Lag in RPi reading HID

[Renate]

I'm probably lacking some important understanding here, so correct me where I'm wrong, please.

I've done a bunch of HIDs using ATMega32u4 and they all work fine on Windows and Android.
My latest HID input device is generating 11 bytes of status on 1, 10, or 20 bIntervals interrupts (I've tried them all separately).
Reading the device on Windows happens instantaneously.
(OTOH, I only ever get 11 bytes per synchronous read no matter how big the buffer is and how long a user polling interval, a separate question.)
On the Raspberry Pi a read is usually <10 ms but about 10% of the time it is a random time less than 1 second.
Running "time" on a program that does open, read, close always shows negligible user and kernel time and up to 1 second real time.
It's always the first open/read/close in a while that gives a problem.
That is, wait 10 seconds, hit it, it could be slow.
Get past this point and hammer it repeatedly (with a new executable) and it responds quickly.
Switching to the newer quad core RPi gives the exact same performance.
It is always the read function call, not the open or close that is taking all this time.
What's going on here?

Edit: Hmm, could this be related to different implementations/interpretations of GET_IDLE/SET_IDLE?
I'm not doing anything with these, I believe that I am STALL-ing.

[Jan Axelson]

If the device returns STALL in response to Set Idle, the device should send data always regardless of whether it's changed.

Is there a reason why you need to open and close a handle repeatedly?

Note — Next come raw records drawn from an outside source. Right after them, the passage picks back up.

PR #9199, opened 2021-02-25
Fixes/cli importer issue

### LINKED ISSUE #8837: Import Issue

- [x ] I have enabled debug mode 
- [x ] I have read [checked the Common Issues page](https://snipe-it.readme.io/docs/common-issues)

**Describe the bug**
Attempting to import your sample-assets.csv, receive the following error:

Argument 3 passed to App\Events\CheckoutableCheckedOut::__construct() must be an instance of App\Models\User, null given, called in /var/www/snipeit/app/Models/Asset.php on line 312

**To Reproduce**

**Expected behavior**
File would be imported.

**Screenshots**

 - Snipe-IT Version 5.0.9
 - OS: CentOS
 - Web Server: Apache
 - PHP Version: 7.3.11

**Error Messages**
Argument 3 passed to App\Events\CheckoutableCheckedOut::__construct() must be an instance of App\Models\User, null given, called in /var/www/snipeit/app/Models/Asset.php on line 312

**Additional context**
- Is this a fresh install or an upgrade? Fresh install

inietov:
# Description
If the importer is launched from the CLI, no user was passed to the CheckoutableCheckedOut.php event. 

In the Models/Asset.php@checkout() function I saw an unused variable called $admin that I thought I can use for this because ObjectImportCommand.php already set an user_id that I pass to that unused variable. Then I search for that user and pass it to the event, so it doesn't crash.

See the changes for more info. Thanks to @uberbrady for the insight!! 

Fixes #8837

## Type of change

# How Has This Been Tested?

**Test Configuration**:
* PHP version: 7.4.15
* MySQL version: mariadb  Ver 15.1 Distrib 10.4.17-MariaDB, for Linux
* Webserver version: nginx/1.18.0
* OS version: Fedora 33

# Checklist:

### DIFF
--- a/app/Importer/AssetImporter.php
+++ b/app/Importer/AssetImporter.php
@@ -120,6 +120,8 @@ class AssetImporter extends ItemImporter
             $this->log('Asset ' . $this->item["name"] . ' with serial number ' . $this->item['serial'] . ' was created');
 
             // If we have a target to checkout to, lets do so.
+            //-- user_id is a property of the abstract class Importer, which this class inherits from and it's setted by
+            //-- the class that needs to use it (command importer or GUI importer inside the project).
             if(isset($target)) {
                 $asset->fresh()->checkOut($target, $this->user_id);
             }
--- a/app/Importer/AssetImporter.php
+++ b/app/Importer/AssetImporter.php
@@ -121,7 +121,7 @@ class AssetImporter extends ItemImporter
 
             // If we have a target to checkout to, lets do so.
             if(isset($target)) {
-                $asset->fresh()->checkOut($target);
+                $asset->fresh()->checkOut($target, $this->user_id);
             }
             return;
         }
--- a/app/Models/Asset.php
+++ b/app/Models/Asset.php
@@ -279,7 +279,7 @@ class Asset extends Depreciable
      * @since [v3.0]
      * @return boolean
      */
-    public function checkOut($target, $admin = null, $checkout_at = null, $expected_checkin = null, $note = null, $name = null, $location = null)
+    public function checkOut($target, $admin_id = null, $checkout_at = null, $expected_checkin = null, $note = null, $name = null, $location = null)
     {
         if (!$target) {
             return false;
@@ -313,9 +313,14 @@ class Asset extends Depreciable
         }
 
         if ($this->save()) {
+            if(isset($admin_id)){
+                $checkedOutBy = User::find($admin_id);
 
-            event(new CheckoutableCheckedOut($this, $target, Auth::user(), $note));
-
+                event(new CheckoutableCheckedOut($this, $target, $checkedOutBy, $note));
+            } else {
+                event(new CheckoutableCheckedOut($this, $target, Auth::user(), $note));
+            }
+            
             $this->increment('checkout_counter', 1);
             return true;
         }
--- a/app/Models/Asset.php
+++ b/app/Models/Asset.php
@@ -279,7 +279,7 @@ class Asset extends Depreciable
      * @since [v3.0]
      * @return boolean
      */
-    public function checkOut($target, $admin_id = null, $checkout_at = null, $expected_checkin = null, $note = null, $name = null, $location = null)
+    public function checkOut($target, $admin = null, $checkout_at = null, $expected_checkin = null, $note = null, $name = null, $location = null)
     {
         if (!$target) {
             return false;
@@ -313,8 +313,8 @@ class Asset extends Depreciable
         }
 
         if ($this->save()) {
-            if(isset($admin_id)){
-                $checkedOutBy = User::find($admin_id);
+            if (is_integer($admin)){
+                $checkedOutBy = User::findOrFail($admin);
 
                 event(new CheckoutableCheckedOut($this, $target, $checkedOutBy, $note));
             } else {
--- a/app/Models/Asset.php
+++ b/app/Models/Asset.php
@@ -315,10 +315,11 @@ class Asset extends Depreciable
         if ($this->save()) {
             if (is_integer($admin)){
                 $checkedOutBy = User::findOrFail($admin);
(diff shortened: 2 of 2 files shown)


app/Importer/AssetImporter.php
```diff
@@ -121,7 +121,7 @@ public function createAssetIfNotExists(array $row)
 
             // If we have a target to checkout to, lets do so.
             if(isset($target)) {
-                $asset->fresh()->checkOut($target);
+                $asset->fresh()->checkOut($target, $this->user_id);
```
uberbrady, line 126: This is going to sound *SUPER* corny - but, can we get a comment here explaining that `$this->user_id` is actually set by the `ItemImporter` (or is it `Importer`?) class? Just that's not visibly clear when you look at it.

app/Models/Asset.php
```diff
@@ -313,9 +313,14 @@ public function checkOut($target, $admin = null, $checkout_at = null, $expected_
         }
 
         if ($this->save()) {
+            if (is_integer($admin)){
+                $checkedOutBy = User::findOrFail($admin);
 
-            event(new CheckoutableCheckedOut($this, $target, Auth::user(), $note));
-
+                event(new CheckoutableCheckedOut($this, $target, $checkedOutBy, $note));
+            } else {
```
uberbrady, line 320: I think one more clause would make this perfect - 

I expect that the `$admin` parameter is supposed to be either an integer ID (as in your case), or an actual `User` object.

I think you can do something where if the `$admin` passed in is `null`, then we initialize it to `Auth::user()`.

And then your same `is_integer()` check could instead set `$admin` to `findOrFail($admin)` just how you're doing it here.

And then there's only *one* event dispatch, (using `$admin` as the parameter).

And it will handle all three cases: null, an integer, or a User object.

Make sense?

uberbrady (commented):
This looks great, and seems like the right approach. I think I have one tweak I'd love to see, and then we'll get it merged up! Look inline for my comments.

Side note, I could've sworn I said this before - sorry for letting it sit for so long :(

app/Models/Asset.php
inietov: I make the suggested changes, but I keep the `$checkedOutBy` variable because I think it's more readable, I'm open to change it if doesn't makes sense, of course. Thanks for your time reading and commenting my PRs!!

uberbrady: I agree, `$checkedOutBy` does certainly make for a very readable variable. Good call.

uberbrady: There's only one more part we've got to handle here, because I think there are *three* cases for the `$admin` variable - 

1. `$admin` is `null` (or not passed at all). You already handle that.
2. `$admin` is an integer. I think you've got that handled too.
3. `$admin` is an `App\Models\User` object. This one I think you're missing.

I was wondering if the third item here is still an actual problem in Snipe-IT, so I ran this:

`grep -r -e '->checkOut' .|grep -v storage/debugbar`

(That's doing a recursive grep for `->checkOut` which may hit for more than just Assets. And then I'm skipping the contents of `storage/debugbar` because it makes my output ugly :) )

```
./app/Importer/AssetImporter.php:                $asset->fresh()->checkOut($target);
./app/Http/Controllers/Api/AssetsController.php:                $asset->checkOut($target, Auth::user(), date('Y-m-d H:i:s'), '', 'Checked out on asset creation', e($request->get('name')));
./app/Http/Controllers/Api/AssetsController.php:                    $asset->checkOut($target, Auth::user(), date('Y-m-d H:i:s'), '', 'Checked out on asset update', e($request->get('name')), $location);
./app/Http/Controllers/Api/AssetsController.php:        if ($asset->checkOut($target, Auth::user(), $checkout_at, $expected_checkin, $note, $asset_name, $asset->location_id)) {
./app/Http/Controllers/Assets/AssetsController.php:                    $asset->checkOut($target, Auth::user(), date('Y-m-d H:i:s'), $request->input('expected_checkin', null), 'Checked out on asset creation', e($request->get('name')), $location);
./app/Http/Controllers/Assets/AssetCheckoutController.php:            if ($asset->checkOut($target, $admin, $checkout_at, $expected_checkin, e($request->get('note')), $request->get('name'))) {
./app/Http/Controllers/Assets/BulkAssetsController.php:                    $error = $asset->checkOut($target, $admin, $checkout_at, $expected_checkin, e($request->get('note')), null);
./app/Services/PredefinedKitCheckoutService.php:                    $error = $asset->checkOut($user, $admin, $checkout_at, $expected_checkin, $note, null);
./tests/unit/AssetTest.php:         $asset->checkOut($target, $adminUser);
./tests/unit/AssetTest.php:         $asset->checkOut($target, $adminUser);
./tests/unit/AssetTest.php:         $target->checkOut($target, $adminUser);
./tests/unit/AssetTest.php:         $asset->checkOut($target, $adminUser);
./tests/unit/NotificationTest.php:        $asset->checkOut($user, 1);
```

There's definitely a couple of times there where we are calling the `checkOut()` method and manually passing in an `$admin` parameter, and that parameter definitely *does* look like a `User` object. So we'll need to handle that too. Since in just about every instance the actual *value* that we're passing through is actually just the value of  `Auth::user()`, I _suspect_ that your code will actually work out OK, but I'd hate to set us up for a bug in the future where we try to pass a User other than the logged-in `Auth::user()` and have things act weird or unexpectedly.

Ping me if you get stuck implementing this last piece.

uberbrady (changes requested):
Cleanups look great in here so far! There's just one more thing I'd love to see fixed and then I'll get this merged ASAP.

inietov:
I checkout an asset and the new condition is working well, I think everything is covered, but I would like to actually be sure of it... Anyway, I hope this is enough but if it isn't I'll be around. Thanks for your help!!

uberbrady (approved):
Perfect! Thank you!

Why not leave the handle open?

[Renate]

Why not leave the handle open?

Well, I could, of course.
I'm just saying that the simple test is an open/read/close in a simple program in a shell.
There never is any delay in returning from the open call, just a delay from the read call.
I will try a single open then a loop with random delays and reads to see if I can narrow this down.

[Jan Axelson]

A protocol analyzer will show if the host is requesting data and the device is returning NAK, or if the host is delaying in starting to send IN token packets though it sounds like it's the latter.

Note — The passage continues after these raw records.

Issue #5977, opened 2018-07-26
Additional permission to allow users to see files attached to items assigned to them


snipe:
Right now, only folks with the ability to see all licenses would be able to see file uploads associated with the license. 
 
An additional permission for "allow users to see files associated with their assignments" could work, the same way we have the ability to toggle whether or not users can see the license keys for licenses assigned to them.

Issue #6956, opened 2019-04-26
Hide License keys in User profiles License Tab


ManiacalMammoth:
- [ ] I have enabled debug mode 
- [X] I have read [checked the Common Issues page](https://snipe-it.readme.io/docs/common-issues)

**Describe the bug**
If the ' View License Keys ' permission for a user is set to Deny, he is still able to see the License key under the License Tab in any users Profile.

**To Reproduce**
1. Go to 'Edit Group' view as Admin
2. Deny Permission for 'View License Keys' under Licenses
3. Grant Permission for 'View' under Users View
4. Log in as User belonging to this Group
5. Click on any User that has an Asset checked out that has a License checked out to.
6. Got to the 'License' Tab of said user.
7. See the unencrypted License key under the "Serial" column

**Expected behavior**
The license key should be replaced by "-------", like it is in any other Page.

**Screenshots**
![Bug](https://user-images.githubusercontent.com/50017748/56814074-a1017880-683e-11e9-8d63-a0447cdddf96.png)

**Server (please complete the following information):**
 - Snipe-IT Version  v4.6.8
 - OS:
 - Web Server:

If the delay is only on startup and doesn't impact the use of the device, I wouldn't worry about it.

Windows doesn't make any guarantees about how long it will take to get started, only how often it will poll once it gets going.

[Renate]

I use Snoopy on Windows and the data comes pouring through continuously.
It's just that I don't know anything for Raspbian on the RPi and I'm not particularly using a GUI on that.
I'll try the above mentioned experiment later.

[Renate]

(Ok, let's try this the right way now. This was posted earlier with a few inaccuracies.)

Well, I have a real mystery here.
The performance delay is on the first read after opening the /dev/hidraw2

I wrote a short program in C. Here's the pseudo-code:

Code: [Select]

for(;;)
{
   delay a random amount of microseconds between 0 and about 4 seconds
   open hidraw
   get start time
   read hidraw
   get stop time
   close hidraw
}
You'd probably expect some sort of random small values, right?
This is the plot of looping 1000 times.
The X axis is the amount of time delay between the last closing of the hidraw and the next opening.
The Y axis is how long just the read call takes to complete.

http://i.imgur.com/6D7pJB9.png

This seems to me to be something sloppy in the RPi Raspbian kernel.

[Jan Axelson]

So if the delay is between 1 and 2 seconds or between 3 and 4 seconds, there is a larger delay, with the greatest delays at 1 and 3 seconds and decreasing delays for 1 second after those numbers? With quick response after delays of 0-1, 2-3, or 4-5 seconds? Or am I reading the graph wrong?

There is still a question of whether the host is delaying in sending IN token packets or whether the device is delaying in sending data in response to received token packets.

[Renate]

Yes, the graph verifies what I have been experiencing.
1/2 the time you get instantaneous response.
1/2 the time you get delays of up to slightly over one second.
dmesg does not report anything unusual.

I don't have any tools for snooping on the RPi.
Do you have any suggestions for a command line tool?
All I can say is that I get the same results for a write instead of a read.

I extended this out to 20 seconds and the pattern repeats itself.
15.571 delay gives 0.814 read.
16.706 delay gives 0.001 read.
I wrote a model for this periodic ramp and it always agrees within a millisecond or so to the observed.
The actual periodicity is 2.048 seconds, definitely not 2.000 seconds.
I hope that this number will tell somebody exactly what is going on.

Yes, I could write a server to keep the HID open.
It just seemed easier to open/read/close it as needed instead.
In any case there really appears to be something strange going on here.

[Jan Axelson]

For any device, not just this one, I would leave the handle open unless there is a compelling reason not to.